GPR as a backup for TPC: http://www.gprparts.com/
Force5 for used parts: http://www.force5auto.com/index.html Ask for Chris.
SUVLights for wiring harnesses & bulbs: http://suvlights.tripod.com/suvlightscom/
AutoOptiks for a large variety of bulbs: http://www.autooptiks.com/front.htm


----------



## Haiku Master (May 29, 2003)

*Re: The official Audi parts suppliers thread! (duandcc)*

Brake parts for just about any car are usually cheapest at http://www.germanautoparts.com (Adirondack Auto Brokers). Also these guys have good prices on the various strange fluids your Audi might need or might be leaking - Pentosin, Coolant, etc.
I get lightbulbs from http://www.rallylights.com - they aren't always the cheapest, but they have good service, a good wesbite, and I'm a happy customer. 
Otherwise email/IM me for OEM parts (VW/Audi/Porsche) at wholesale cost. Sorry for the shameless self-plug










_Modified by Haiku Master at 8:13 PM 11-3-2003_


----------



## Silly_me (Jul 26, 1999)

*Re: The official Audi parts suppliers thread! (Haiku Master)*


_Quote, originally posted by *Haiku Master* »_Otherwise email/IM me for OEM parts (VW/Audi/Porsche) at wholesale cost. Sorry for the shameless self-plug









Any plug that save me money is a well placed plug


----------



## SuperGroove (Aug 20, 2000)

*Re: The official Audi parts suppliers thread! (Haiku Master)*

SJMAutotechnik for all my OEM needs
Puma Parts for my lighting needs. They are TRULY awesome. They sent me a H4 C4 100 light instead of eurolenses for my UrS4, and instead of charging me for it while they sent another out, they simply sent one out that day, and it got to me in two days (told them monday, got light on wednesday). I sent the incorrect part back to them, and I was charged nothing(except having to pay return shipping fees). LOVE them...I've never done business with any business that was as good as PUMA...maybe SJM...but i've not been able to get Scott to fib on any orders 
and sucky ass Blaufergnugen for renting tools.
Shox.com for Struts/Shocks
and TireRack for Springs and Tires.

Oh, and I'm a member of the S-Car Parts Direct Program(SLOW AS HELL, but very cheap prices).


----------



## MFZERO (Mar 13, 2002)

*Re: The official Audi parts suppliers thread! (200HP4dr)*

I get some parts from Blau, but most come from my work. We deal w/ WorldPac and Audi all day so I usually get good deals on my parts.
Unfortunately, I cannot pass those savings on to you guys, by the time shipping came into play and such. And discounts for my friends aren't that good either.

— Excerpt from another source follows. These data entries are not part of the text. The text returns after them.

PR #504, opened 2016-01-09
Don't busy loop in rd_kafka_timers_run

ah-:
Idle consumers on Win used ~3-4% CPU without doing anything. Turns out they spent their time in a loop in rd_kafka_timers_run, because rd_clock only updates every now and then.

So make it only loop once if called with RD_POLL_NOWAIT, even if rd_clock doesn't change.

This brings idle CPU usage down to practically nothing. The same issue affects osx, but there the effect was smaller, I suspect linux is similar.


edenhill:
Looks good, thanks!

PR #506, opened 2016-01-11
Fix snappy on win32

ah-:
rd_ctz had _BitScanReverse mixed up with _BitScanForward, after that it just worked.

Also puts in a couple of casts to make it not complain during compilation, because snappy is quite optimized.


edenhill:
Big thanks!

PR #514, opened 2016-01-22
changes for Visual Studio 2010 build.

klonikar:
Needed to move C declarations to top of block and in struct initializations, named inializations had to be changed to old C style struct init.


edenhill:
Thanks for your work @klonikar.

I'm a bit hesitant at accepting these changes since they are quite extensive and remove a number of language constructs that make sure the code remains maintainable.

You should really be upgrading to a newer compiler version and if you are stuck on VS2010 for other parts of your project you can still compile librdkafka on a newer VS version and use that in your project.

I will be looking into providing pre-built win32&64 DLLs for librdkafka (both as downloadable installer as well as NuGet), but that is a couple of months out.

klonikar:
We are stuck at the moment on the old VS compiler. Also, I am not sure the binaries (DLLs) built with newer compilers are acceptable as they might require their own visual studio runtime DLLs.

I thought the changes were quite simple: Moving the declarations to the top of the block and initializing all elements of structs instead of initializing some of the struct elements by name.

As you can see, moving declarations to the top will not cause much of maintainability issues since its a simple one. This is the change in most of the files.

The change involving initializing struct fields by name is only in a couple of files (rdkafka_conf.c for the rd_kafka_properties array is the major one).

Had the C code been in C++, both the above would not have been issues. The problem is due the C compiler not supporting C99.

PR #522, opened 2016-01-28
Stop exporting internal symbols from shared libraries

takano-akio:
After the change to rewrite the lds-gen script in Python (in 0fdac6aa), internal symbols are exported in the shared libraries. This branch undoes the change.

The extra exported symbols somehow prevented my application from working, but I haven't tracked down how this happened.


edenhill:
Thanks!

PR #527, opened 2016-02-03
Make the build a bit faster

thedrow:


edenhill:
This fails on osx:
https://travis-ci.org/edenhill/librdkafka/jobs/106722515

thedrow:
Can the tests run in parallel?

edenhill:
The tests are run in parallel already.

What is the underlying problem with the current build speeds on Travis?
It is not a problem I've really encountered.

thedrow:
No problem. I just pick low hanging fruits if I see them.

thedrow:
Done. I'll file an issue about ccache not being available on OSX.

thedrow:
See https://github.com/travis-ci/travis-ci/issues/5567 for relevant travis issue.

thedrow:
@edenhill Done.

DEvil0000:
how about using the real core number instead of -j2?
something like this:
cpuCount=`lscpu -p | grep -v ^# | wc -l`
make -j$cpuCount

thedrow:
The real core number is not available in Travis due to a bug in their virtualization layer.
Each worker has two cores.

edenhill:
Thanks @thedrow!

PR #541, opened 2016-02-11
Include stdarg.h to avoid implicit use of va_start and va_arg in rdkafka_request.c

ewencp:


ewencp:
This is included elsewhere so I think it shouldn't be a cross platform compatibility issue, although there are different sets of preprocessor `#define`s before it in different files so I can't be sure.

edenhill:
Looks good, thanks!

PR #548, opened 2016-02-17
Change default partitioner to consistent-random (closes #546)

### LINKED ISSUE #546: Change default partitioner to consistent?
More of an open question, but wondering what you think about changing the default partitioner to _consistent_ by default. I'll admit the default _random_ partitioner caught me a bit off guard: After reading the Kafka docs, I figured messages with the same key would be assigned to the same topic, which is the default behavior in the JVM implementation.

Now setting the partitioner is not difficult in C, so I understand this isn't an issue with `librdkafka` per se, but I've been using the library through [HaskaKafka](https://github.com/cosbynator/haskakafka), which doesn't have a direct mechanism for this AFAICT. I have contacted the maintainer there about exposing this ([HaskaKafka Issue #17](https://github.com/cosbynator/haskakafka/issues/17))

sczizzo:
Set default partitioner to _consistent_ (rather than _random_) to behave more like Java/Scala implementations. Closes Issue #546

### DIFF
--- a/src/rdkafka.h
+++ b/src/rdkafka.h
@@ -1153,7 +1153,6 @@ int rd_kafka_topic_partition_available(const rd_kafka_topic_t *rkt,
 /**
  * @brief Random partitioner.
  *
- * This is the default partitioner.
  * Will try not to return unavailable partitions.
  *
  * @returns a random partition between 0 and \p partition_cnt - 1.
@@ -1179,6 +1178,21 @@ int32_t rd_kafka_msg_partitioner_consistent (const rd_kafka_topic_t *rkt,
 					 int32_t partition_cnt,
 					 void *opaque, void *msg_opaque);
 
+/**
+ * Consistent-Random partitioner.
+ *
+ * This is the default partitioner.
+ * Uses consistent hashing to map identical keys onto identical partitions, and
+ * messages without keys will be assigned via the random partitioner.
+ *
+ * @returns a \"random\" partition between 0 and partition_cnt - 1 based on
+ *          the CRC value of the key (if provided)
+ */
+RD_EXPORT
+int32_t rd_kafka_msg_partitioner_consistent_random (const rd_kafka_topic_t *rkt,
+           const void *key, size_t keylen,
+           int32_t partition_cnt,
+           void *opaque, void *msg_opaque);
 
 
 /**@}*/
--- a/src/rdkafka_msg.c
+++ b/src/rdkafka_msg.c
@@ -340,6 +340,27 @@ int32_t rd_kafka_msg_partitioner_consistent (const rd_kafka_topic_t *rkt,
     return rd_crc32(key, keylen) % partition_cnt;
 }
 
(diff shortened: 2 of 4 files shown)


sczizzo:
Of course as soon as I open this I realize I neglected to update the comment above...

edenhill:
Existing applications that rely on the default partitioner to perform random distribution of key-less messages (e.g.. for load balancing) are in for a surprise.

edenhill:
Can you rebase the patch on latest master so it can be merged?

arnaud-lb:
@sczizzo: The default partitioner in the Java client is not strictly equivalent to rd_kafka_msg_partitioner_consistent.

In the Java client, the [default partitioning strategy](https://apache.googlesource.com/kafka/+/trunk/clients/src/main/java/org/apache/kafka/clients/producer/internals/DefaultPartitioner.java) works like this:

> * If a partition is specified in the record, use it
> * If no partition is specified but a key is present choose a partition based on a hash of the key
> * If no partition or key is present choose a partition in a round-robin fashion

rd_kafka_msg_partitioner_consistent will always assign messages to the same partition when a key is not provided.

edenhill:
Thanks for the info @arnaud-lb, I think we should mimic what the Java client does, either by modifying consistent's current functionality to fall back on the random partitioner in case there is no key, or by providing an additional partitioner that does that (to avoid changing the existing consistent partitioner behaviour)

sczizzo:
Rebased.

Totally agree with all this. A new default partitioner that mimics Java would be ideal. The _consistent_ partitioner is definitely going to upset users who don't key messages; I turned this on one of our testing environments yesterday, and surprised quite a few consumers.

sczizzo:
Thought I might take a crack at this proposed partitioner:
```
int32_t rd_kafka_msg_partitioner_consistent_keyed (const rd_kafka_topic_t *rkt,
                                             const void *key, size_t keylen,
                                             int32_t partition_cnt,
                                             void *rkt_opaque,
                                             void *msg_opaque) {
    if (keylen == 0)
      return rd_kafka_msg_partitioner_random(rkt,
                                             key,
                                             keylen,
                                             partition_cnt,
                                             rkt_opaque,
                                             msg_opaque);
    else
      return rd_kafka_msg_partitioner_consistent(rkt,
                                                 key,
                                                 keylen,
                                                 partition_cnt,
                                                 rkt_opaque,
                                                 msg_opaque);
}
```

edenhill:
@sczizzo Looks good, apart from the name, "_keyed" doesnt really make it distinct from the existing partitioners. Any other suggestions? E.g.:
 semi_consistent
 consistent_random / random_consistent
 consistent_roundrobin
 ...?

sczizzo:
Agreed. I guess _consistent_random_ and _random_consistent_ make most sense to me

edenhill:
Great, can you update the PR accordingly?

edenhill:
Great!
One last thing to do is add a dummy call to this new function in tests/0006-symbols.c
I see the consistent one is missng too so please add that while you are at it.

Thanks

edenhill:
Thanks!

PR #562, opened 2016-02-24
Client only connect to broker which locally known topic's partition locate in

JindongChen:
Client only connect to broker which locally known topic's partition locate in when topic.metadata.refresh.sparse is true.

_Modified by MFZERO at 2:00 PM 11-6-2003_


----------



## Rocket SLC (Aug 4, 1999)

*Re: The official Audi parts suppliers thread! (MFZERO)*

I use VM Autohaus a lot. They are in BC. http://www.vmautohaus.com Ask for Kris. Very good guys, and they have no problems getting whatever i need. 
Other than that i use whatever worldpac site has the cheapest prices.


----------



## jaysvw (Oct 15, 2001)

*Re: The official Audi parts suppliers thread! (Rocket SLC)*

http://www.sasponline.com
I have found them to have the cheapest OEM replacement parts in nearly 99% of the cases I've need stuff for my Audi's.


----------



## desmo888 (Oct 21, 2003)

http://www.thepartsconnection.com
and snovl8r on Ebay


----------



## Haiku Master (May 29, 2003)

*Re: (desmo888)*

Both great resources I forgot to mention! Wendy (snolvr8) is often cheaper than dealer wholesale! http://****************.com/smile/emthup.gif


----------



## dub lover (Jan 29, 2002)

*Re: (Haiku Master)*

I usually by my parts from work (tynan's vw) or import car parts.
planninn on buying some stuff from blau soon.


----------



## 90quattrocoupe (Feb 7, 2002)

*Re: The official Audi parts suppliers thread! (200HP4dr)*

bump for good thread, make it a sticky


----------



## StormChaser (Jan 3, 2000)

*Re: The official Audi parts suppliers thread! (90quattrocoupe)*

I've requested that the moderators make this sticky, if you agree, click the "Report this thread" button and request that it be made sticky, hopefully the mdos will agree...


----------



## Rocket SLC (Aug 4, 1999)

Just wanted to add 
http://www.buyeuroparts.com
They have some good deals too. 
And to keep this post up top. Very useful


----------



## Phatbastard (Apr 16, 2003)

*Re: (Rocket SLC)*

I don't think the mods will sticky this because the folks we have listed don't advertise here and doing this would mean supporting the competition of the paying advertisments. So it's up to us, the humble typers on the tex, to keep up the bump.
http://****************.com/smile/emgift.gif


----------



## yumyjagermiester (Sep 20, 2002)

*Re: (Phatbastard)*

TTT


----------



## esokolovski (Feb 19, 2003)

*Re: The official Audi parts suppliers thread! (200HP4dr)*

I frequently use Impex FAP aka VWparts.com
They have a lot of VW-AUDI OEM and dealer-only stuff if you search by part number.
However sometimes it takes a while to get the dealer-only stuff from them though.
I also use Clair Parts Express, ask for Mack or Barry,
and mention the quattro internet list. Their toll free parts line is 800-354-5100.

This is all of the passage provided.